MATERIAL TO PROCESS:
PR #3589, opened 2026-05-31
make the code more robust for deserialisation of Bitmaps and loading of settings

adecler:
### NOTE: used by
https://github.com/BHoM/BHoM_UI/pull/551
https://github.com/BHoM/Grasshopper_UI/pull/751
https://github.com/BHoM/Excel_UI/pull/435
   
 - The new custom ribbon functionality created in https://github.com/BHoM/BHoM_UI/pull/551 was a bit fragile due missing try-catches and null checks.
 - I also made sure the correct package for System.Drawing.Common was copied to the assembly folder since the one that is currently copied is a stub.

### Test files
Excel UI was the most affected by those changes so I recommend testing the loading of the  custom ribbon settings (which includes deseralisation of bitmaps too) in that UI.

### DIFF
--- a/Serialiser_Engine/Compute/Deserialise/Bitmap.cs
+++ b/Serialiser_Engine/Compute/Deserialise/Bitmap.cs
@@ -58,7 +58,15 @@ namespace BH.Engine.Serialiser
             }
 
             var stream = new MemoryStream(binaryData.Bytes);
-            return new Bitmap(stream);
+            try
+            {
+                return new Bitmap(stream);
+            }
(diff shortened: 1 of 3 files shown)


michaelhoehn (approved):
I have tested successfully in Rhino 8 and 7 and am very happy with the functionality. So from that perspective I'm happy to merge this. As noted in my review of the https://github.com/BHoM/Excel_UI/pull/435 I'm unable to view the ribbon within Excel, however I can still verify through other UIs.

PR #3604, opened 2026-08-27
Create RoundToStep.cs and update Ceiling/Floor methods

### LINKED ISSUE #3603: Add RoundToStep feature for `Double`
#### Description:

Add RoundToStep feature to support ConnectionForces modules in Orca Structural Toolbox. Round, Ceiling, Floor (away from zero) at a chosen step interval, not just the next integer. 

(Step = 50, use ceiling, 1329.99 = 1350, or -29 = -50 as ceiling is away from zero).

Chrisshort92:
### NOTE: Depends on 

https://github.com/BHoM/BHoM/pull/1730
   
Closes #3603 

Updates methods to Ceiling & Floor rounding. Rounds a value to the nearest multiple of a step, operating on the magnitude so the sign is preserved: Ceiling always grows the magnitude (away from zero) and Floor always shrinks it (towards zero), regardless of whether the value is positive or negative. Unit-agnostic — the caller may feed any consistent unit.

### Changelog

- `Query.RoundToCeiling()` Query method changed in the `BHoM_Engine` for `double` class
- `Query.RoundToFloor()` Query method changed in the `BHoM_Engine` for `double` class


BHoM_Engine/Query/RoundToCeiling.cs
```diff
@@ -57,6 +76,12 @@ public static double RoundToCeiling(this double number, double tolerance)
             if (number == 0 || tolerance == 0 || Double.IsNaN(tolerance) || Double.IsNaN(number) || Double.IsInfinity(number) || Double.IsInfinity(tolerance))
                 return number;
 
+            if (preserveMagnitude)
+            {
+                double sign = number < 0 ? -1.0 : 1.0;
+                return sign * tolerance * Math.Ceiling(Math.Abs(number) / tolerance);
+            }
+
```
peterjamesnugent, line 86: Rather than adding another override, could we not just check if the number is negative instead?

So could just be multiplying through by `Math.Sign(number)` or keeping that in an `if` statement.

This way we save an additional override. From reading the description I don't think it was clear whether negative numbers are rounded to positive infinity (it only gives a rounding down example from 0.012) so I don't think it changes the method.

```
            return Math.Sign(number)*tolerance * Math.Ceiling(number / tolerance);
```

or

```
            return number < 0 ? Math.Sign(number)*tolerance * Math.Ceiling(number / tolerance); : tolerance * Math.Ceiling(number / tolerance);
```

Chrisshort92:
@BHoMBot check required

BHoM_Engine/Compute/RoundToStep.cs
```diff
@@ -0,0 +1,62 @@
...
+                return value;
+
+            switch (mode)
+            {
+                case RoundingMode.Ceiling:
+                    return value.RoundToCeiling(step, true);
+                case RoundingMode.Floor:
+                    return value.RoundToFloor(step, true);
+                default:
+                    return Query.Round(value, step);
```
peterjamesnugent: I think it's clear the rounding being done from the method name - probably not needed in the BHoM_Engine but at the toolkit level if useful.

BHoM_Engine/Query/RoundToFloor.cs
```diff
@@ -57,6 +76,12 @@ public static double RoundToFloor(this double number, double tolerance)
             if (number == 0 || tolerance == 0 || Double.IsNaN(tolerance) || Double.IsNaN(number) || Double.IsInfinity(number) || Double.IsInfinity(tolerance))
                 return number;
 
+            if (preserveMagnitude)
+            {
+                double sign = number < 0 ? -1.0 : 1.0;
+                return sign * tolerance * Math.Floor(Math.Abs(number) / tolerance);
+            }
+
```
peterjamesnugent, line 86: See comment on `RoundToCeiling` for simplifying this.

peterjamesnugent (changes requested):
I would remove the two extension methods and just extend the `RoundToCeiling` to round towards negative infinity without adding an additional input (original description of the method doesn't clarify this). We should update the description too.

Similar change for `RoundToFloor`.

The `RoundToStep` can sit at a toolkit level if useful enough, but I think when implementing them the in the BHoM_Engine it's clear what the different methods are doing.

==

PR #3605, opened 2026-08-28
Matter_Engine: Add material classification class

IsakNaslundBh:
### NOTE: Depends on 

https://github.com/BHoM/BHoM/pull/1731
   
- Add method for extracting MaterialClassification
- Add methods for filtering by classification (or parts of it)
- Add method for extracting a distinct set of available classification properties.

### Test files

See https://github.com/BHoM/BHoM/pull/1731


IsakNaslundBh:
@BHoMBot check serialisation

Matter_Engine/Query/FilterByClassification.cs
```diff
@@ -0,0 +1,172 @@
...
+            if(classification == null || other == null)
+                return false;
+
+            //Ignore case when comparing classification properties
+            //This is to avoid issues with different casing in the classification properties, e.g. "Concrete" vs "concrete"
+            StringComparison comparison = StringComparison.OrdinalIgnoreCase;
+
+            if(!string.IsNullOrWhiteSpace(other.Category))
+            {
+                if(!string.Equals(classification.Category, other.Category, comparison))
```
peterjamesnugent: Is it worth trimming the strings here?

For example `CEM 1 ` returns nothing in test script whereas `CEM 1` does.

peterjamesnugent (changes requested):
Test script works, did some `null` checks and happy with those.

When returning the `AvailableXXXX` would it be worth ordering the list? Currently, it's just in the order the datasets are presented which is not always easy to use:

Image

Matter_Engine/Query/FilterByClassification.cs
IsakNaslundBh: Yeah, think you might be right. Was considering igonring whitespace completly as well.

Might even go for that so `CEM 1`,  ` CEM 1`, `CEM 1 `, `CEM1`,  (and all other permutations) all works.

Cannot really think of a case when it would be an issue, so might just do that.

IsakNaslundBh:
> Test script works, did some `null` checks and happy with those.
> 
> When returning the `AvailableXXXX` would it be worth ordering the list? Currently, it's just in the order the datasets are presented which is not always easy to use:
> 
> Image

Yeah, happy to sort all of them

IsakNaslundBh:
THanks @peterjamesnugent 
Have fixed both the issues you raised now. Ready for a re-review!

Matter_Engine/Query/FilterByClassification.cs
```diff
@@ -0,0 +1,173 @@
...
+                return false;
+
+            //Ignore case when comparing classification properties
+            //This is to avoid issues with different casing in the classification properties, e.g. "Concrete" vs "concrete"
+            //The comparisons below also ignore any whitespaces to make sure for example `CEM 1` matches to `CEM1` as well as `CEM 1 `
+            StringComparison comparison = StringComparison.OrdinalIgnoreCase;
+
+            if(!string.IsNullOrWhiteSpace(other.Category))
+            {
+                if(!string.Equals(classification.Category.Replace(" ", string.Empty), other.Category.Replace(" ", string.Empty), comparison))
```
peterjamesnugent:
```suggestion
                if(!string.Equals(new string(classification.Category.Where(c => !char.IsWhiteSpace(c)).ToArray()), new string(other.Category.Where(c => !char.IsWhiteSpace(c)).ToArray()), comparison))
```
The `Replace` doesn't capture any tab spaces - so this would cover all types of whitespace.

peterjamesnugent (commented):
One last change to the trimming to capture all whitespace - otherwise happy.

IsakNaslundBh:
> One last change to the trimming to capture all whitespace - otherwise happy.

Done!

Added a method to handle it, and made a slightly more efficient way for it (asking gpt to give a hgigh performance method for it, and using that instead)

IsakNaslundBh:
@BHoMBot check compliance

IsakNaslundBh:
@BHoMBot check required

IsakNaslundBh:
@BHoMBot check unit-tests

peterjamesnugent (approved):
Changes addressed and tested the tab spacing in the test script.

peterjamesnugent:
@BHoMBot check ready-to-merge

TRY IT: Show every line of the listing in which the string "Yeah" can be found.

SOLVED EXERCISE:
IsakNaslundBh: Yeah, think you might be right. Was considering igonring whitespace completly as well.
Yeah, happy to sort all of them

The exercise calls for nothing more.